Only the lines from the one containing "Add ZStream.groupedWithin" through the last line of the listing are to be given again, exactly as they appear.
(RAW DATA)
PR #2379, opened 2019-12-01
Add ZStream.groupedWithin

### LINKED ISSUE #2336: Add ZStream#groupedWithin
Signature:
(End RAW DATA)
*YOUR SOLUTION*.
Add ZStream.groupedWithin

### LINKED ISSUE #2336: Add ZStream#groupedWithin
Signature:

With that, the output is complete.